The decode result of 21.82 tokens/s should be treated carefully because it was measured over only four generated tokens. This is too short to represent stable long-generation throughput. A better future benchmark should use longer output, repeated runs, warm-up, and consistent logging of GPU clocks, power draw, temperature, and memory usage.

Practical Benefits

This benchmark note provides four practical benefits:

  1. It documents a working MI50 local inference baseline.
  2. It separates external reference behavior from local results.
  3. It shows that memory clock and VBIOS behavior may matter more than simply increasing power.
  4. It gives a repeatable structure for future tests on the same server.

Recommended Next Benchmark Plan

A stronger next run should use the same model and runtime across all tests:

Test Area Recommended Method
Runtime llama.cpp only
Model Same GGUF across all tests
Prompt Fixed prompt with fixed token length
Output At least 256 generated tokens
Runs 5 runs after warm-up
Metrics pp/s, tg/s, total time, GPU temperature, SCLK, MCLK, power
Comparison Same VBIOS and same GPU count before changing one variable

The most important rule is to change only one variable at a time: model, quantization, context size, GPU count, clocks, or VBIOS.

Conclusion

The AMD Instinct MI50 remains a useful low-cost accelerator for local AI workloads when VBIOS, ReBAR, ROCm, cooling, and runtime configuration are handled carefully. The public V420.rom data shows that LLM throughput can remain nearly flat across 178W to 300W when clocks are already favorable, while memory frequency improvements can have a clearer effect.

The local 3×MI50 llama.cpp run confirms functional multi-GPU offload with Qwen2.5-Coder-32B-Instruct Q4_K_M, reaching 111.58 tokens/s in prompt evaluation and 21.82 tokens/s in a short decode sample.
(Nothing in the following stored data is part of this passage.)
PR #561, opened 2026-04-24
feat(benchmarks): add --arch-spec JSON support to harness

### LINKED ISSUE #548: Add --arch-spec JSON support to benchmark harness
## Problem
The benchmark harness currently relies on the built-in archspec and does not support importing archspec definitions from JSON files.

## Requested changes
- Add a `--arch-spec []` CLI option to import one or more JSON files that define the archspec.
- If `--arch-spec` is not provided, default to the current built-in archspec behavior.
- Update `default_strategy_configs` to accept a closure for archspec selection.
- Wire CLI behavior so lanes can switch between built-in archspec and JSON-provided archspec.

## Notes
This should preserve backward compatibility while enabling external archspec-driven benchmark runs.

Jason-Ludmir:
## Summary
- Adds `--arch-spec PATH [PATH ...]` to the benchmark harness CLI; each JSON file is loaded eagerly and becomes an additional dimension in the case × strategy matrix.
- `default_strategy_configs` now takes an `arch_spec_factory` closure and `arch_spec_id`; the CLI invokes it once per archspec and concatenates strategies.
- `StrategyConfig`/`BenchmarkRow` gain `arch_spec_id`; CSV schema inserts the column after `strategy_id`; diff key is now `(case_id, strategy_id, arch_spec_id)`. Legacy baselines missing the column load as `"builtin"`.

Closes #548

## Test plan
- [x] `uv run pytest python/tests/benchmarks/` — 64 passed
- [x] `uv run black python/benchmarks python/tests/benchmarks --check` — clean
- [x] `uv run isort python/benchmarks python/tests/benchmarks --check-only` — clean
- [x] `uv run ruff check python/benchmarks python/tests/benchmarks` — clean
- [x] `uv run pyright python/benchmarks python/tests/benchmarks` — clean
- [x] CLI smoke-test: `--arch-spec examples/arch/full.json` resolves id `full` end-to-end.
- [ ] Reviewer: spot-check that `--strategies rust_entropy_5 --arch-spec a.json b.json` yields 2× rows per case (matrix expansion).
- [ ] Reviewer: verify legacy baseline compare (pre-column CSV) still loads without error.


weinbe58:
## Review

**Verdict: Approve with minor suggestions.** Well-structured change with thorough tests (64 pass), clean lint/types, and end-to-end smoke test confirms matrix expansion behavior. Closes #548.

### Verified locally
- `uv run pytest python/tests/benchmarks/` → 64 passed
- `uv run black / isort / ruff / pyright` → clean
- CLI smoke test: `--cases ghz_4 --strategies rust_entropy_5 --arch-spec examples/arch/simple.json examples/arch/full.json` → 2 rows tagged `simple` / `full` with `arch_spec_id` column populated correctly. Both reviewer spot-check items in the PR description are empirically verified.

### What works well
- **Eager validation in `_resolve_arch_specs`** (`cli.py:245-284`): JSON parsing and stem-collision detection happen before any benchmark runs — fail fast.
- **Backward-compat for legacy CSVs** (`compare.py:55-62`): old baselines load with `arch_spec_id=\"builtin\"`.
- **Lazy factory closure** (`cli.py:48-55`): `lambda arch=arch: arch` correctly captures per-iteration `arch` via default-arg binding; preserves the legacy lazy-resolution semantics of `default_strategy_configs`.
- **Test coverage** spans matrix expansion, legacy CSV migration, key disambiguation by `arch_spec_id`, per-build factory invocation, stem collisions, malformed JSON, and missing files.
- **CSV column insertion right after `strategy_id`** keeps row identifiers contiguous.

### Suggestions (non-blocking)

1. **`\"builtin\"` is a magic string in four places** — `cli.py:256`, `matrix.py:19`, and the default values on `models.py:34` and `models.py:61`. Pulling into a single module-level `BUILTIN_ARCH_SPEC_ID` constant would prevent drift.

2. **Stem collision with the implicit `\"builtin\"` id is not detected.** A user-provided `--arch-spec path/to/builtin.json` produces `arch_id = \"builtin\"`. The two code paths are mutually exclusive within a single run, but the resulting rows can later be compared against a run from the opposite setup — semantically different archspecs would match by id. Low impact, worth either documenting or reserving the name.

3. **`default_strategy_configs(arch_spec_factory=None, arch_spec_id=\"builtin\")` allows a caller to pass a non-builtin factory while forgetting `arch_spec_id`** — rows would be tagged `\"builtin\"` but built from a different archspec. Consider coupling the two as a single `(id, factory)` argument. The only current caller (the CLI) always passes both, so this is a low-priority footgun.

4. **Behavior change on the default path:** previously, `physical.get_arch_spec()` was effectively called lazily per-strategy build (via `default_strategy_configs`'s factory closure default). Now `_resolve_arch_specs(None)` calls it eagerly once at CLI startup (`cli.py:256`). Fine in practice — just worth noting — but it does mean argparse-error paths now still pay for one `get_arch_spec()` resolution.

5. **Legacy CSV detection at `compare.py:57` is one-version-deep.** Only the immediately-prior schema (no `arch_spec_id`) is recognized. Acceptable while there's only one variant; if a future column lands, this will need to become a list of legacy shapes.

6. **`expand_benchmark_jobs(case_filter=...)` is no longer used by the CLI** (cases are pre-filtered by `select_benchmark_cases`). Tests still exercise it, so it's not dead — but consider trimming it or noting the CLI doesn't drive it anymore.

Jason-Ludmir:
> ### Suggestions (non-blocking)
> 1. **`\"builtin\"` is a magic string in four places** — `cli.py:256`, `matrix.py:19`, and the default values on `models.py:34` and `models.py:61`. Pulling into a single module-level `BUILTIN_ARCH_SPEC_ID` constant would prevent drift.
> 2. **Stem collision with the implicit `\"builtin\"` id is not detected.** A user-provided `--arch-spec path/to/builtin.json` produces `arch_id = \"builtin\"`. The two code paths are mutually exclusive within a single run, but the resulting rows can later be compared against a run from the opposite setup — semantically different archspecs would match by id. Low impact, worth either documenting or reserving the name.
> 3. **`default_strategy_configs(arch_spec_factory=None, arch_spec_id=\"builtin\")` allows a caller to pass a non-builtin factory while forgetting `arch_spec_id`** — rows would be tagged `\"builtin\"` but built from a different archspec. Consider coupling the two as a single `(id, factory)` argument. The only current caller (the CLI) always passes both, so this is a low-priority footgun.
> 4. **Behavior change on the default path:** previously, `physical.get_arch_spec()` was effectively called lazily per-strategy build (via `default_strategy_configs`'s factory closure default). Now `_resolve_arch_specs(None)` calls it eagerly once at CLI startup (`cli.py:256`). Fine in practice — just worth noting — but it does mean argparse-error paths now still pay for one `get_arch_spec()` resolution.
> 5. **Legacy CSV detection at `compare.py:57` is one-version-deep.** Only the immediately-prior schema (no `arch_spec_id`) is recognized. Acceptable while there's only one variant; if a future column lands, this will need to become a list of legacy shapes.
> 6. **`expand_benchmark_jobs(case_filter=...)` is no longer used by the CLI** (cases are pre-filtered by `select_benchmark_cases`). Tests still exercise it, so it's not dead — but consider trimming it or noting the CLI doesn't drive it anymore.

**Implemented in code**

  1. BUILTIN_ARCH_SPEC_ID constant. Added to harness/models.py; the dataclass defaults on StrategyConfig.arch_spec_id and BenchmarkRow.arch_spec_id now reference it, as do compare.py's legacy-CSV migration and
  cli.py's _resolve_arch_specs fallback + --arch-spec help text. No more drifting literals.

  2. Reserve "builtin" stem. _resolve_arch_specs now rejects any --arch-spec path whose filename stem equals BUILTIN_ARCH_SPEC_ID, with a clear error before the duplicate-stem check. This forecloses the cross-run
  id-collision case rather than documenting it. New test: test_resolve_arch_specs_raises_on_reserved_builtin_stem.

  3. Couple id + factory. Replaced default_strategy_configs(arch_spec_factory=..., arch_spec_id=...) with a single arch_spec: tuple[str, Callable[[], ArchSpec]] | None = None. Callers can no longer pass a factory
  while forgetting the id. CLI call site uses arch_spec=(arch_id, lambda arch=arch: arch). Updated test_matrix.py and the three monkeypatched fakes in test_cli.py for the new signature.

  6. Trim case_filter. Removed the unused case_filter parameter from expand_benchmark_jobs. The CLI never forwarded it — cases are pre-filtered upstream by select_benchmark_cases, which also handles size-bucket
  expansion. Docstring updated to explain the resulting asymmetry (only strategy_filter remains because there's no equivalent upstream strategy pre-filter). Test renamed to
  test_matrix_expansion_applies_strategy_filter.

  **Acknowledged, no code change**

  4. Eager vs lazy get_arch_spec() on the default path. The timing change is real (one file-read + JSON-parse moved to CLI startup), but get_arch_spec() is pure today and the alternatives are worse: moving
  resolution back into the per-strategy closure re-introduces N redundant I/O calls on the hot path; conditional lazy-vs-eager branching adds complexity for negligible savings on rare post-resolve parser.error
  paths. Leaving as-is.

  5. One-version-deep legacy CSV detection. Agreed — only the immediate predecessor schema (no arch_spec_id) is recognized. Sufficient while there's exactly one legacy shape. When the next column lands, the
  schema-pinning test will trip and the two ifs become a list of legacy shapes. Not worth pre-engineering.

weinbe58 (approved):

The result is a valid operational baseline, not a final performance ceiling.

Future testing should use longer generations, multiple runs, and consistent telemetry. That will make it possible to determine whether the next improvement should come from VBIOS tuning, clock configuration, quantization choice, model selection, or runtime parameters.

References

  • evilJazz, AMD Instinct MI50 32GB VBIOS, GitHub Gist.
  • Local benchmark notes from the current 3×MI50 llama.cpp setup.